Baker Tilly: Optimism Grows in Chicago's CRE Landscape

Data centers are going "gangbusters."

This year commercial real estate has been in a tough spot, as interest rates remain high and other factors such as the election cause hesitation. However, positive signs are emerging at least in Chicago.

Mike Kamienski, real estate industry leader and principal with advisory firm Baker Tilly, told GlobeSt. that he’s been noticing an “uptick in transaction volume” in the past 30 days in the metro area. It’s not exactly where the CRE sector would like it yet – but a positive development nevertheless. The activity comes as the Federal Reserve cut interest rates for the first time in four years in September after hiking them 11 times between March 2022 and July 2023 in efforts to tame inflation.

“There was a large gap for 12, or 18, months, between the buyer and seller in terms of what they thought the value of the underlying real estate was,” Kamienski said.

“That gap is closing, which is a good sign.”

Also, Kamienski cited another positive move for the Chicago market. In March, the electorate voted against imposing a real estate tax on deals worth more than $1 million. This was a part of Mayor Brandon Johnson’s “mansion tax” plan.

WINNERS AND LOSERS BY ASSET CLASS

While generally, CRE appears to be in a better place today in Chicago, it depends on the asset class.

For ones that are performing well, Kamienski listed student housing, industrial, e-commerce, and data centers. The latter one has been “going gangbusters.”

“There’s been transactions left and right,” Kamienski noted.

“Data data center transaction activity is really robust, with AI and all the things going around in the technology space, the data center space is really strong.”

On the flip side, it’s the usual suspect – office, as working habits have changed since the pandemic.

“We do really well on Tuesday, Wednesday, [and] Thursday,” Kamienski said from the point of view of the asset class. “Nobody [comes in] on Monday and Friday.”

Class B and C’s are the ones struggling the most. While Kamienski said that Class A spaces offering top-tier amenities are performing “well” – it’s still not where the industry would like it to be.
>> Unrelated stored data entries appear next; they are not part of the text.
PR #672, opened 2020-04-01
Benchmark HTML parsing

jyn514:
See https://github.com/rust-lang/docs.rs/pull/671, https://github.com/servo/html5ever/issues/414 for rationale.

This makes the `extract_head_and_body` function public since I couldn't
find a cfg flag that would do so only during tests.

This does not run benchmarks in CI, but makes it easy to do so locally. I plan to run benchmarks whenever dependencies are updated in the future.


Mark-Simulacrum:
Looks good to me. I guess the idea is to gather benchmarks before/after changes locally?

Feel free to merge.

jyn514:
> I guess the idea is to gather benchmarks before/after changes locally?

Right, this would give me some idea of 'is rendering faster or slower after switching to kuchiki' without having to deploy to prod and possibly have the site go down again.

PR #673, opened 2020-04-01
Prevent Cargo.toml changes without an updated Cargo.lock

pietroalbini:
In a previous PR the `Cargo.toml` file was changed without committing the updated `Cargo.lock`. This fixes the mismatch and adds a check in CI to prevent this from happening in the future.


Mark-Simulacrum:
r=me

jyn514:
Good catch, thank you!

PR #762, opened 2020-05-18
Remove local usage of deprecated tempdir

Nemo157:
see #761


jyn514:
We still use `tempdir` because of `params`, so I think it makes more sense to wait until we switch to hyper. Otherwise we'll compile both tempdir and tempfile.

```
$ cargo tree -i -p tempdir
tempdir v0.3.7
├── multipart v0.13.6
│   └── params v0.8.0
│       └── cratesfyi v0.6.0 (/home/joshua/src/docs.rs)
└── params v0.8.0 (*)
```

Nemo157:
We already use `tempfile` too (not at my checkout to check the tree).

jyn514:
You're quite right, we use it through Rustwide.

PR #758, opened 2020-05-14
Update asynchronous dependencies

Kixiron:
Step one of #747

* Updated `tokio` and added the `rt-threaded` feature
* Updated `futures`
* Updated `rusoto_s3`, `rusoto_core` and `rusoto_credential`

PR #768, opened 2020-05-22
Revert 758 Update async dependencies

jyn514:
This caused a production outage, then a second outage after the server restarted.

cc @kixiron


jyn514:
For posterity: #758

PR #769, opened 2020-05-23
Don't require the db connection pool to sit at maximum when idle

Nemo157:


src/db/mod.rs
```diff
@@ -28,19 +28,27 @@ pub fn connect_db() -> Result<Connection, failure::Error> {
...
         })
         .unwrap_or(90);
 
+    let min_pool_idle = env::var("DOCSRS_MIN_POOL_IDLE")
+        .map(|s| {
+            s.parse::<u32>()
+                .expect("DOCSRS_MIN_POOL_IDLE must be an integer")
+        })
+        .unwrap_or(10);
+
```
Kixiron, line 44: Maybe this should be kept an `Option` and then later passed to `.min_idle` as an `Option<u32>` so that prod keeps the same behavior it's been having

src/web/metrics.rs
```diff
@@ -77,6 +77,12 @@ lazy_static::lazy_static! {
         "The number of currently used database connections"
     )
     .unwrap();
+
+    pub static ref TOTAL_DB_CONNECTIONS: IntGauge = register_int_gauge!(
+        "docsrs_db_total_connections",
+        "The number of currently active + idle database connections"
+    )
+    .unwrap();
```
Kixiron, line 85: This is being expounded on in #770

src/db/mod.rs
Nemo157: I don't think having the idle set to the max as a default makes sense, you never really want the connections sitting around idle if they're never used, with the default 10 minute timeout before idle connections expire you essentially have the pool sit at the maximum used in the last 10 minutes + this value extra connections.

jyn514:
For posterity: the reason this change is necessary is so it's possible to run tests while the web server is running.

PR #770, opened 2020-05-23
More metrics

Kixiron:
* `docsrs_used_db_connections` Used database connections
* `docsrs_idle_db_connections` Idle database connections
* `docsrs_open_file_descriptors` Number of opened file descriptors
* `docsrs_running_threads` Number of threads used by docs.rs

### DIFF
--- a/src/web/metrics.rs
+++ b/src/web/metrics.rs
@@ -104,6 +104,7 @@ lazy_static::lazy_static! {
 }
 
 pub fn metrics_handler(req: &mut Request) -> IronResult<Response> {
+    // Database calls are scoped in order to minimize the time a db connection is locked
     {
         let pool = extension!(req, Pool);
         let conn = pool.get()?;
--- a/src/web/metrics.rs
+++ b/src/web/metrics.rs
@@ -78,9 +78,15 @@ lazy_static::lazy_static! {
     )
     .unwrap();
 
-    pub static ref CONCURRENT_DB_CONNECTIONS: IntGauge = register_int_gauge!(
-        "docsrs_db_connections",
-        "The number of currently used database connections"
+    pub static ref USED_DB_CONNECTIONS: IntGauge = register_int_gauge!(
+        "docsrs_used_db_connections",
+        "The number of used database connections"
+    )
+    .unwrap();
+
+    pub static ref IDLE_DB_CONNECTIONS: IntGauge = register_int_gauge!(
+        "docsrs_idle_db_connections",
+        "The number of idle database connections"
     )
     .unwrap();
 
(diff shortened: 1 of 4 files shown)


jyn514:
Is the metric for number of connections still needed now that #769 is merged?

src/web/metrics.rs
```diff
@@ -72,29 +78,64 @@ lazy_static::lazy_static! {
...
+        "docsrs_idle_db_connections",
+        "The number of idle database connections"
+    )
+    .unwrap();
+
+    pub static ref OPEN_FILE_DESCRIPTORS: IntGauge = register_int_gauge!(
+        "docsrs_open_file_descriptors",
+        "The number of currently opened file descriptors"
+    )
+    .unwrap();
```
jyn514, line 97: What's the reason for monitoring this in the application directly instead of through the machine it's running on? It seems a little unreliable to try and measure it ourselves, and going through procfs can just as easily be done on the host.

src/web/metrics.rs
```diff
@@ -72,29 +78,64 @@ lazy_static::lazy_static! {
...
-    );
-    FAILED_CRATES_COUNT.set(
-        ctry!(conn.query("SELECT COUNT(*) FROM queue WHERE attempt >= 5;", &[]))
-            .get(0)
-            .get(0),
-    );
-
-    let pool = extension!(req, Pool);
-    CONCURRENT_DB_CONNECTIONS.set(pool.connections() as i64);
+    {
```
jyn514, line 107: This new scope doesn't seem necessary.

Kixiron:
Yes, that’s why it was added. Seeing the number of database connections is still very relevant

src/web/metrics.rs
Kixiron: It minimizes the time that a db connection is being used, which is something we should be doing more often

src/web/metrics.rs
Kixiron: I looked into having `node_exporter` do it, but it only gave system wide statistics. See discord for more discussion

src/web/metrics.rs
```diff
@@ -72,29 +78,64 @@ lazy_static::lazy_static! {
     )
     .unwrap();
 
-    pub static ref CONCURRENT_DB_CONNECTIONS: IntGauge = register_int_gauge!(
-        "docsrs_db_connections",
-        "The number of currently used database connections"
+    pub static ref USED_DB_CONNECTIONS: IntGauge = register_int_gauge!(
+        "docsrs_used_db_connections",
```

Also, multifamily has “slowed down a little bit” due to the high supply, which is outweighing the demand, according to Kamienski.

TIME TO IMPROVE ASSETS

With the CRE market not in an ideal spot for many landlords right now, Baker Tilly is advising its clients to focus on improving existing properties. This move allows a firm to maximize the value of assets and potentially sell them in the future.

Another thing Baker Tilly is noticing is that developers are also improving their back offices.

While getting inside the mind of a CRE firm, Kamienski raised the following questions: “How can we be a leaner organization? Should we outsource some of the responsibilities that we currently have in-house, and find a way to be a more effective, and efficient real estate organization?”

The moves could be a wise choice before the real estate market flips.

A BOLD PREDICTION 

Speaking of which, when will that happen exactly? The next few months could present challenges with the election and the holidays, which is always a slow cycle for CRE, according to Kamienski.

But he’s still looking at it from a bullish lens and expects CRE to be in a “strong” place by the second quarter of 2025, in anticipation of more rate cuts by the Fed.

“There’s a lot of capital sitting there on the sidelines waiting to buy and transact real estate. So, once the rates start coming down, the money is going to get spent. So it’s going to pick up fast and furious,” Kamienski noted.